I cut round holes in my background in spots that you can't see and covered it with black plastic mesh.
Because when i asked this question people said if their is no water flow behind it the water will go yuck.


----------



## seamount (Jul 3, 2014)

makes sense. I think I will try to stick a powerhead in the corner to encourage movement


----------



## Nathan Shaw (Jun 20, 2014)

I suppose as long as the water can drain at the same time you do your water changes it should be okay. Otherwise I would try and cut/drill a drainage hole to be on the safe side.
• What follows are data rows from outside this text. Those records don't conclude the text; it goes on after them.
Issue #1085, opened 2020-09-01
containerd support


kron4eg:
**What feature would you like to be added?**
containerd should be an option for Container Runtime as a docker replacement

**What are use cases of the feature?**
Lower system requirements, lower feature surface (equals to less bugs).

qwinkler:
Any updates/planned release date? Also, will there be an ability to specify the runtime version (containerd/docker)?

PR #1101, opened 2020-09-10
New v1beta1 .ContainerRuntime field

kron4eg:

Ref #1085 

```release-note
New v1beta1 .ContainerRuntime API field
```


pkg/apis/kubeone/types.go
```diff
@@ -29,35 +29,48 @@ import (
...
 	Addons *Addons `json:"addons,omitempty"`
-	// SystemPackages configure kubeone behaviour regarding OS packages
+	// SystemPackages configure kubeone behaviour regarding OS packages.
 	SystemPackages *SystemPackages `json:"systemPackages,omitempty"`
 }
 
+// ContainerRuntimeConfig
+type ContainerRuntimeConfig struct {
+	Docker     *ContainerRuntimeDocker     `json:"docker"`
+	Containerd *ContainerRuntimeContainerd `json:"containerd"`
```
xmudrii, line 65: Since those two fields are pointers, why they don't have omitempty?

pkg/apis/kubeone/validation/validation.go
```diff
@@ -177,6 +179,27 @@ func ValidateVersionConfig(version kubeone.VersionConfig, fldPath *field.Path) f
...
+	for _, x := range allCRs {
+		if !reflect.ValueOf(x).IsNil() {
+			if found {
+				allErrs = append(allErrs, field.Invalid(fldPath, x, "only 1 container runtime can be activated"))
+			}
+			found = true
+		}
+	}
+
+	return allErrs
```
xmudrii, line 200: As [validation happens after defaulting](https://github.com/kubermatic/kubeone/blob/3835bcac539cd4df037edd0b7505542d622f1fae/pkg/apis/kubeone/config/config.go#L165-L168), we should test is ContainerRuntimeConfig set, i.e. something like:

```
if !found {
    // err...
}
```

kron4eg: if validation happens after defaulting, it means that at least `cr.Docker` will be set (not nil), so `if !found` situation is ruled out.

pkg/apis/kubeone/types.go
kron4eg: Fixed

pkg/apis/kubeone/validation/validation.go
xmudrii: While I agree with that, I think validating could be useful to confirm that defaulting works (e.g. can help to catch potential bugs). However, I'm not going to hold on this.

xmudrii (approved):
/lgtm

PR #1127, opened 2020-10-01
Status logging

s-spindler:
Sorry but I just had to fix the message regarding the progress after reading it several times a day in the past days...

Regarding the ellipsis ligature: I know this is to some degree a matter of personal preference. I'm not a fan of it as it distracts my eyes from the code. It's just weird to see those special characters sprinkled around. Also, if I were to add a new log statement with ellipsis I would have to go and copy one from somewhere else since I have no idea how to type one out on my keyboard.
Lastly, if your terminal doesn't support unicode they will print some mush instead of the ellipses.

There are some cool code fonts that present ellipsis (and some special characters) as ligatures, e.g. [FiraCode](https://github.com/tonsky/FiraCode).

I can easily pop off the commit that changes the ellipses. Let me know what you think.

**Does this PR introduce a user-facing change?**: no

```release-note
NONE
```

### DIFF
--- a/pkg/addons/addons.go
+++ b/pkg/addons/addons.go
@@ -44,10 +44,10 @@ type TemplateData struct {
 
 func Ensure(s *state.State) error {
 	if s.Cluster.Addons == nil || !s.Cluster.Addons.Enable {
-		s.Logger.Infoln("Skipping applying addons because addons are not enabled…")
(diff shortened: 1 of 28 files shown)


kron4eg:
@xmudrii PTAL

xmudrii (approved):
/approve

kron4eg:
Thanks @s-spindler!

PR #3352, opened 2024-08-14
Add Pod PID Limit in Kubelet Configuration

### LINKED ISSUE #3351: Add Pod PID Limit in Kubelet Configuration

As a kubeone user, I would like to configure the Pod PID Limit from `kubeone.yaml` to pass the CIS Benchmark test `4.2.13 Ensure that a limit is set on pod PIDs (Manual)`

### Solution details

This is an example of the Kubelet configuration

```yaml
hosts:
- kubelet:
    systemReserved: xxxxx
    kubeReserved: xxxxx
    evictionHard: xxxxx
    podPidsLimit: 10000

```

### Additional information

In case the podPidsLimit is not used. It would be great to use the default value used by kubelet

mohamed-rafraf:
This PR adds Pod PID Limit in Kubelet Configuration. We can Pass the CIS Benchmark `4.2.13 Ensure that a limit is set on pod PIDs (Manual)`

Fixes #3351

**What type of PR is this?**

/kind api-change
/kind feature

```release-note
The Kubeone HostConfig support Pod PID Limits in its Kubelet Config
```

**Documentation**:

```documentation
T.B.D
```


mohamed-rafraf:
I built a Kubeone binary and created an AWS cluster to run CIS Benchmark:

image

pkg/apis/kubeone/v1beta2/types.go
```diff
@@ -353,6 +353,11 @@ type KubeletConfig struct {
 	// If not provided, default value provided by kubelet will be used
 	// (max. 110 pods per node)
 	MaxPods *int32 `json:"maxPods,omitempty"`
+
+	// PodPidsLimit configures the maximum number of processes running in a Pod
+	// If not provided, default value provided by kubelet will be used -1
+	// See more about pid-limiting at: https://kubernetes.io/docs/concepts/policy/pid-limiting/
+	PodPidsLimit *int64 `json:"podPidsLimit,omitempty"`
```
kron4eg, line 360: Please don't change v1beta2. We want to get rid of it in the future.

pkg/apis/kubeone/types.go
```diff
@@ -343,6 +343,11 @@ type KubeletConfig struct {
 	// If not provided, default value provided by kubelet will be used
 	// (max. 110 pods per node)
 	MaxPods *int32 `json:"maxPods,omitempty"`
+
+	// PodPidsLimit configures the maximum number of processes running in a Pod
```
xmudrii, line 347: There should be a dot at the end of this line for better API docs rendering, i.e. `Pod.`

pkg/apis/kubeone/types.go
```diff
@@ -343,6 +343,11 @@ type KubeletConfig struct {
...
+	// If not provided, default value provided by kubelet will be used -1
```
xmudrii, line 348: Same here, we should add a dot at the end of this line.

pkg/templates/kubeadm/v1beta3/kubeadm.go
```diff
@@ -590,6 +590,14 @@ func newNodeRegistration(s *state.State, host kubeoneapi.HostConfig) kubeadmv1be
 		kubeletCLIFlags["max-pods"] = strconv.Itoa(int(*m))
 	}
 
+	if m := host.Kubelet.PodPidsLimit; m != nil {
+		kubeletCLIFlags["pod-max-pids"] = strconv.Itoa(int(*m))
+	} else {
+		// Set default value if PodsPidsLimits is nil
+		// in order to pass the 4.2.13 Check in CIS Benchmark 1.8
+		kubeletCLIFlags["pod-max-pids"] = strconv.Itoa(-1)
+	}
```
xmudrii, line 599: Have we checked if this solves the CIS benchmark issue or they require setting a value that's not -1?

mohamed-rafraf: CIS Benchmark requires to put a value and don't rely on kubelet default value. So in our case if the pod pid limit we will put the default value of kubelet to pass the test

xmudrii: That's great, thanks for following up on this!

PR #3354, opened 2024-08-16
Add server groups to OpenStack example

jan-di:

Add server groups to OpenStack example. Server groups allow controlling anti affinity of control plane nodes. Therefore, you can ensure that control plane nodes run on different hypervisors. Per default, its configured to use "soft-anti-affinity" (try to use different hypervisors, fallback to use the same hypervisors if not possible to spread).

I think no matter what background/decorations you have in the tank there will be deadspots, but as avid fishkeepers who do regular maintenance I am sure these deadspots get some movement usually once a week or more.


----------



## seamount (Jul 3, 2014)

gotcha. what exactly happens with the stagnant water? why is it a problem?


----------



## Nathan Shaw (Jun 20, 2014)

I am assuming it's due to the build up of legionella in stagnant water. This is obviously deadly but I cannot see this happening in a well kept tank.


----------



## Nathan Shaw (Jun 20, 2014)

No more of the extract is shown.